##### Dataset records

PR #355, opened 2022-01-25
Add unit tests for tag-system

### LINKED ISSUE #213: Add unit tests to the tag commands
We recently merged command unit testing utilities.

That being done, we should now add unit tests for the tag system (`tags`, `tag`, `tag-manage`) to increase our test coverage.

Zabuzard:
### Overview

Implements and closes #213 . Adds unit tests to the tag system, i.e.
* `TagSystem`,
* `TagCommand`,
* `TagsCommand` and
* `TagManageCommand`.

The tests themselves should be rather self-explanatory.

Majority of changes in this PR are not logic changes but come from the fact that we made `Config` mockable, and hence had to get rid of the **singleton** - which bleeds into almost all commands.

### Features

While at it, we had to implement multiple more general features from which other unit tests will also benefit in the future:

#### Database

We added a method `Database.createMemoryDatabase(...)` to conveniently use an in-memory database for testing. An usage can be seen in `TagsCommandTest`, where it is called `@Before` each test.

#### Mockito

The whole mockito test suite, in particular revolving around `JdaTester` has been enhanced and generally supports more calls now.

And we also added some bigger features to it:

##### Button events

In order to test button events, we added a `JdaTester#createButtonClickEvent()` method that returns a builder that can create mocks of the event, similar to how `JdaTester#createSlashCommandEvent(...)` works.

The API of this builder is very similar to JDAs `Method` interface and similar:
```java
// Default message with a delete button
jdaTester.createButtonClickEvent()
  .actionRows(ActionRow.of(Button.of(ButtonStyle.DANGER, "1", "Delete"))
  .buildWithSingleButton();
```
or
```java
// More complex message with a user who clicked the button that is not the message author and multiple buttons
Button clickedButton = Button.of(ButtonStyle.PRIMARY, "1", "Next");

jdaTester.createButtonClickEvent()
  .message(new MessageBuilder()
    .setContent("See the following entry")
    .setEmbeds(
      new EmbedBuilder()
        .setDescription("John")
        .build())
  .build())
  .userWhoClicked(jdaTester.createMemberSpy(5))
  .actionRows(
    ActionRow.of(Button.of(ButtonStyle.PRIMARY, "1", "PREVIOUS"),
    clickedButton)
  .build(clickedButton);
```

##### Command spies

There is now a method `JdaTester#spySlashCommand(command)` that makes it possible to work with a command that is spied upon and additionally is setup properly. For example, it works with a mocked component ID generator.

##### Member spies

We also added a method `JdaTester#createMemberSpy(userId)` that is able to create valid member instances which are spied upon. Useful for testing things that require members. For example buttons that have been clicked by a user different to the message author.

##### USER option for slash command events

We enhanced the `SlashCommandEventBuilder` and added overloads `option(String, User)` and `option(String, Member)`.

So now it also supports options with types `USER`, not just `String`. For example:
```java
Member member = jdaTester.createMemberSpy(1);

var event = jdaTester.createSlashCommandEvent(command)
  .option("id", "foo");
  .option("reply-to", member)
  .build();
```

To make this work, the implementation had to be changed a bit. Therefore, other types can now also easily be added in the future.

##### Setting the user who triggered a slash command event

The `SlashCommandEventBuilder` now has a method `userWhoTriggered(user)` that can be used to set the member who triggered the event. Useful for mocking, for example to adjust permissions of a user who wants to use the ban command.

##### `RestAction` mocking

`JdaTester` now has two methods to create **success** and **failure** mocks of `RestAction`s. This can be very useful when testing stuff that involves calls such as `TextChannel#retrieveMessageById` or similar. Example:
```java
var jdaTester = new JdaTester();

var message = new MessageBuilder("Hello World!").build();
var action = jdaTester.createSucceededActionMock(message);

doReturn(action).when(jdaTester.getTextChannelSpy()).retrieveMessageById("1");
```
or also
```java
var jdaTester = new JdaTester();

var reason = new FooException();
var action = jdaTester.createFailedActionMock(reason);

doReturn(action).when(jdaTester.getTextChannelSpy()).retrieveMessageById("1");
```

### Checklist

Unit tests
* [x] TagSystem
* [x] TagsCommand
* [x] TagCommand
* [x] TagManageCommand - raw
* [x] TagManageCommand - create
* [x] TagManageCommand - create-with-message
* [x] TagManageCommand - edit
* [x] TagManageCommand - edit-with-message
* [x] TagManageCommand - delete

Mocking
* [x] spySlashCommand
* [x] createButtonClickEvent
* [x] add `USER` as option to `SlashCommandEventBuilder`
* [x] `userWhoTriggered(user)` for `SlashCommandEventBuilder`
* [x] `Config.getInstance()` mocking
* [x] `RestAction<T>` mocking (success & failure)
* [x] Discord API exception mocking

### DIFF
--- a/application/src/test/java/org/togetherjava/tjbot/commands/basic/PingCommandTest.java
+++ b/application/src/test/java/org/togetherjava/tjbot/commands/basic/PingCommandTest.java
@@ -1,22 +1,39 @@
 package org.togetherjava.tjbot.commands.basic;
 
 import net.dv8tion.jda.api.events.interaction.SlashCommandEvent;
+import org.jetbrains.annotations.NotNull;
+import org.junit.jupiter.api.BeforeEach;
+import org.junit.jupiter.api.DisplayName;
 import org.junit.jupiter.api.Test;
 import org.togetherjava.tjbot.commands.SlashCommand;
 import org.togetherjava.tjbot.jda.JdaTester;
 
-import static org.mockito.Mockito.times;
 import static org.mockito.Mockito.verify;
 
 final class PingCommandTest {
-    @Test
-    void pingCommand() {
-        SlashCommand command = new PingCommand();
-        JdaTester jdaTester = new JdaTester();
+    private JdaTester jdaTester;
+    private SlashCommand command;
 
+    private @NotNull SlashCommandEvent triggerSlashCommand() {
         SlashCommandEvent event = jdaTester.createSlashCommandEvent(command).build();
         command.onSlashCommand(event);
+        return event;
+    }
 
-        verify(event, times(1)).reply("Pong!");
+    @BeforeEach
+    void setUp() {
+        jdaTester = new JdaTester();
+        command = jdaTester.spySlashCommand(new PingCommand());
+    }
+
+    @Test
+    @DisplayName("'/ping' responds with pong")
+    void pingRespondsWithPong() {
+        // GIVEN
+        // WHEN using '/ping'
+        SlashCommandEvent event = triggerSlashCommand();
+
+        // THEN the bot replies with pong
+        verify(event).reply("Pong!");
     }
 }
--- a/application/src/test/java/org/togetherjava/tjbot/commands/tags/TagManageCommandTest.java
+++ b/application/src/test/java/org/togetherjava/tjbot/commands/tags/TagManageCommandTest.java
@@ -1,0 +1,413 @@
+package org.togetherjava.tjbot.commands.tags;
+
+import net.dv8tion.jda.api.MessageBuilder;
+import net.dv8tion.jda.api.Permission;
+import net.dv8tion.jda.api.entities.Member;
+import net.dv8tion.jda.api.entities.Message;
+import net.dv8tion.jda.api.entities.MessageEmbed;
+import net.dv8tion.jda.api.entities.Role;
+import net.dv8tion.jda.api.events.interaction.SlashCommandEvent;
+import net.dv8tion.jda.api.requests.ErrorResponse;
+import org.jetbrains.annotations.NotNull;
+import org.junit.jupiter.api.BeforeEach;
+import org.junit.jupiter.api.DisplayName;
+import org.junit.jupiter.api.Test;
+import org.mockito.ArgumentCaptor;
+import org.togetherjava.tjbot.commands.SlashCommand;
+import org.togetherjava.tjbot.config.Config;
+import org.togetherjava.tjbot.db.Database;
+import org.togetherjava.tjbot.db.generated.tables.Tags;
+import org.togetherjava.tjbot.jda.JdaTester;
+
+import java.io.IOException;
+import java.nio.charset.StandardCharsets;
+import java.util.List;
+
+import static org.junit.jupiter.api.Assertions.*;
+import static org.mockito.AdditionalMatchers.aryEq;
+import static org.mockito.ArgumentMatchers.any;
+import static org.mockito.Mockito.*;
+
+final class TagManageCommandTest {
+    private TagSystem system;
+    private JdaTester jdaTester;
+    private SlashCommand command;
+    private Member moderator;
+
+    private static @NotNull MessageEmbed getResponse(@NotNull SlashCommandEvent event) {
+        ArgumentCaptor<MessageEmbed> responseCaptor = ArgumentCaptor.forClass(MessageEmbed.class);
+        verify(event).replyEmbeds(responseCaptor.capture());
+        return responseCaptor.getValue();
+    }
+
+    @BeforeEach
+    void setUp() {
+        Config config = mock(Config.class);
+        String moderatorRoleName = "Moderator";
+        when(config.getTagManageRolePattern()).thenReturn(moderatorRoleName);
+
+        Database database = Database.createMemoryDatabase(Tags.TAGS);
+        system = spy(new TagSystem(database));
+        jdaTester = new JdaTester();
+        command = new TagManageCommand(system, config);
+
+        moderator = jdaTester.createMemberSpy(1);
+        Role moderatorRole = mock(Role.class);
+        doReturn(true).when(moderator).hasPermission(any(Permission.class));
+        doReturn(List.of(moderatorRole)).when(moderator).getRoles();
+        when(moderatorRole.getName()).thenReturn(moderatorRoleName);
+    }
+
+    private @NotNull SlashCommandEvent triggerRawCommand(@NotNull String tagId) {
+        return triggerRawCommandWithUser(tagId, moderator);
+    }
+
+    private @NotNull SlashCommandEvent triggerRawCommandWithUser(@NotNull String tagId,
+            @NotNull Member user) {
+        SlashCommandEvent event = jdaTester.createSlashCommandEvent(command)
+            .setSubcommand(TagManageCommand.Subcommand.RAW.getName())
+            .setOption(TagManageCommand.ID_OPTION, tagId)
+            .setUserWhoTriggered(user)
+            .build();
+
+        command.onSlashCommand(event);
+        return event;
+    }
+
+    private @NotNull SlashCommandEvent triggerCreateCommand(@NotNull String tagId,
+            @NotNull String content) {
+        return triggerTagContentCommand(TagManageCommand.Subcommand.CREATE, tagId, content);
+    }
+
+    private @NotNull SlashCommandEvent triggerEditCommand(@NotNull String tagId,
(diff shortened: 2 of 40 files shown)


application/src/test/java/org/togetherjava/tjbot/commands/tags/TagManageCommandTest.java
```diff
@@ -0,0 +1,393 @@
...
+import java.io.IOException;
+import java.nio.charset.StandardCharsets;
+import java.util.List;
+
+import static org.junit.jupiter.api.Assertions.*;
+import static org.mockito.AdditionalMatchers.aryEq;
+import static org.mockito.ArgumentMatchers.any;
+import static org.mockito.Mockito.*;
+
+final class TagManageCommandTest {
```
Heatmanofurioso, line 30: Add a DisplayName to all tests in this class

application/src/test/java/org/togetherjava/tjbot/commands/tags/TagSystemTest.java
```diff
@@ -0,0 +1,121 @@
...
+import org.togetherjava.tjbot.db.generated.tables.Tags;
+import org.togetherjava.tjbot.jda.JdaTester;
+
+import java.util.Optional;
+import java.util.Set;
+
+import static org.junit.jupiter.api.Assertions.*;
+import static org.mockito.Mockito.*;
+
+final class TagSystemTest {
```
Heatmanofurioso, line 16: Add a DisplayName to all tests in this class

application/src/test/java/org/togetherjava/tjbot/commands/basic/PingCommandTest.java
```diff
@@ -5,7 +5,6 @@
 import org.togetherjava.tjbot.commands.SlashCommand;
 import org.togetherjava.tjbot.jda.JdaTester;
 
-import static org.mockito.Mockito.times;
 import static org.mockito.Mockito.verify;
 
 final class PingCommandTest {
```
Heatmanofurioso, line 10: Add a DisplayName to the test

application/src/test/java/org/togetherjava/tjbot/commands/tags/TagsCommandTest.java
```diff
@@ -0,0 +1,102 @@
...
+import org.togetherjava.tjbot.db.generated.tables.Tags;
+import org.togetherjava.tjbot.jda.JdaTester;
+
+import java.util.List;
+
+import static org.junit.jupiter.api.Assertions.assertEquals;
+import static org.junit.jupiter.api.Assertions.assertNull;
+import static org.mockito.Mockito.*;
+
+final class TagsCommandTest {
```
Heatmanofurioso, line 25: Add a DisplayName to all tests in this class

Heatmanofurioso (changes requested):

Heatmanofurioso:
I usually follow a convention on the Display Names of tests, where I describe my GIVEN, WHEN, THEN in the test name itself.

Would you think it's a good idea to adapt to that convention @Zabuzard ? Probably starting on this PR "hence me asking it here"

application/src/test/java/org/togetherjava/tjbot/commands/tags/TagManageCommandTest.java
Zabuzard: What if the test-method-name is already descriptive enough? I.e. if the DisplayName would just be a 1:1 copy of it?

I get that it makes sense to use it if u need more room to explain it, but thats not always the case, is it?

application/src/test/java/org/togetherjava/tjbot/commands/tags/TagSystemTest.java
Tais993: This class has clear methods names, I'm confident I know what they do. I'd still rather read a sentence than the methods name though.

application/src/test/java/org/togetherjava/tjbot/jda/ButtonClickEventBuilder.java
```diff
@@ -0,0 +1,245 @@
...
+ *     .build())
+ *   .userWhoClicked(jdaTester.createMemberSpy(5))
+ *   .actionRows(
+ *     ActionRow.of(Button.of(ButtonStyle.PRIMARY, "1", "Previous"),
+ *     clickedButton)
+ *   .build(clickedButton);
+ * }
+ * </pre>
+ */
+public final class ButtonClickEventBuilder {
```
Tais993, line 70: It's not a record, these methods are setters? I don't understand where the naming is from

They should be named "set" so it's clear what they do, currently I'd think they all *add* to the existing value.
But they set, not add, they replace the old value.

Tais993 (changes requested):

application/src/test/java/org/togetherjava/tjbot/commands/tags/TagManageCommandTest.java
Heatmanofurioso: As Tais said. The intention of the DisplayName is for a more human-readable label.

IDEs show it when running tests, coverage reports also use them as titles, and your build logs also use them as a title "I don't remember if this last one has to be toggled on or not"

Zabuzard: Thats fair. I tried to experiment a bit with the different conventions I know. So you see some more basic tests that have just the name of the method they test and then there are also more complex tests where each test only tests one specific scenario, using the `GIVEN, WHEN, THEN` syntax.

I agree on the `@DisplayName` bit, will add it.

application/src/test/java/org/togetherjava/tjbot/jda/ButtonClickEventBuilder.java
Zabuzard: Kinda depends on which builder pattern you are following. There are builder patterns that use `setXXX` and some that just use `xxx` (Intellijs built-in builder-generator for example). Records also use just `xxx`.

Tais993: Records aren't builders, that's a huge difference.

And I just feel like we've to be clear about it's behaviour, either add it in docs or make it clear in the method's name

Zabuzard: As said, this is not just records. It is actually a common pattern. Lombdok and Intellijs default settings create builders like that. Maybe you are not aware of this convention or dont like it, thats fair - but it is common.

At the same time, `setXXX` and `withXXX` are also common 🤷 

Personally, I do not care that much and am willing to change it if it helps you. Just want to make sure that its clear that all 3 are commonly used patterns for builders.

Zabuzard: Renamed it to `setXXX` now.

application/src/test/java/org/togetherjava/tjbot/commands/tags/TagsCommandTest.java
Zabuzard: Done.

application/src/test/java/org/togetherjava/tjbot/commands/basic/PingCommandTest.java
Zabuzard: done

application/src/test/java/org/togetherjava/tjbot/commands/tags/TagManageCommandTest.java
```diff
@@ -0,0 +1,413 @@
...
+            .retrieveMessageById(id);
+    }
+
+    private void failOnRetrieveMessage(@NotNull String messageId, @NotNull Throwable failure) {
+        doReturn(jdaTester.createFailedActionMock(failure)).when(jdaTester.getTextChannelSpy())
+            .retrieveMessageById(messageId);
+    }
+
+    @Test
+    @DisplayName("Users without a specific role can not use '/tag-manage'")
```
Tais993, line 150:
```suggestion
    @DisplayName("Users without the required role can not use '/tag-manage'")
```

Zabuzard:
> If possible, could you make it so this PR becomes 2 commits.
> 
> 1 updating JDATester, and ButtonClickEventBuilder etc 1 adding the tests
> 
> This makes imho more sense

I beautified the commit history (no code changes). Cheers

Tais993 (approved):

Heatmanofurioso (approved):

##########

- _Task prompt_
Quote the data above from the line containing "The tests themselves" to the line containing "##### Command spies", inclusive, and stop.

- _Solution_
The tests themselves should be rather self-explanatory.

Majority of changes in this PR are not logic changes but come from the fact that we made `Config` mockable, and hence had to get rid of the **singleton** - which bleeds into almost all commands.

### Features

While at it, we had to implement multiple more general features from which other unit tests will also benefit in the future:

#### Database

We added a method `Database.createMemoryDatabase(...)` to conveniently use an in-memory database for testing. An usage can be seen in `TagsCommandTest`, where it is called `@Before` each test.

#### Mockito

The whole mockito test suite, in particular revolving around `JdaTester` has been enhanced and generally supports more calls now.

And we also added some bigger features to it:

##### Button events

In order to test button events, we added a `JdaTester#createButtonClickEvent()` method that returns a builder that can create mocks of the event, similar to how `JdaTester#createSlashCommandEvent(...)` works.

The API of this builder is very similar to JDAs `Method` interface and similar:
```java
// Default message with a delete button
jdaTester.createButtonClickEvent()
  .actionRows(ActionRow.of(Button.of(ButtonStyle.DANGER, "1", "Delete"))
  .buildWithSingleButton();
```
or
```java
// More complex message with a user who clicked the button that is not the message author and multiple buttons
Button clickedButton = Button.of(ButtonStyle.PRIMARY, "1", "Next");

jdaTester.createButtonClickEvent()
  .message(new MessageBuilder()
    .setContent("See the following entry")
    .setEmbeds(
      new EmbedBuilder()
        .setDescription("John")
        .build())
  .build())
  .userWhoClicked(jdaTester.createMemberSpy(5))
  .actionRows(
    ActionRow.of(Button.of(ButtonStyle.PRIMARY, "1", "PREVIOUS"),
    clickedButton)
  .build(clickedButton);
```

##### Command spies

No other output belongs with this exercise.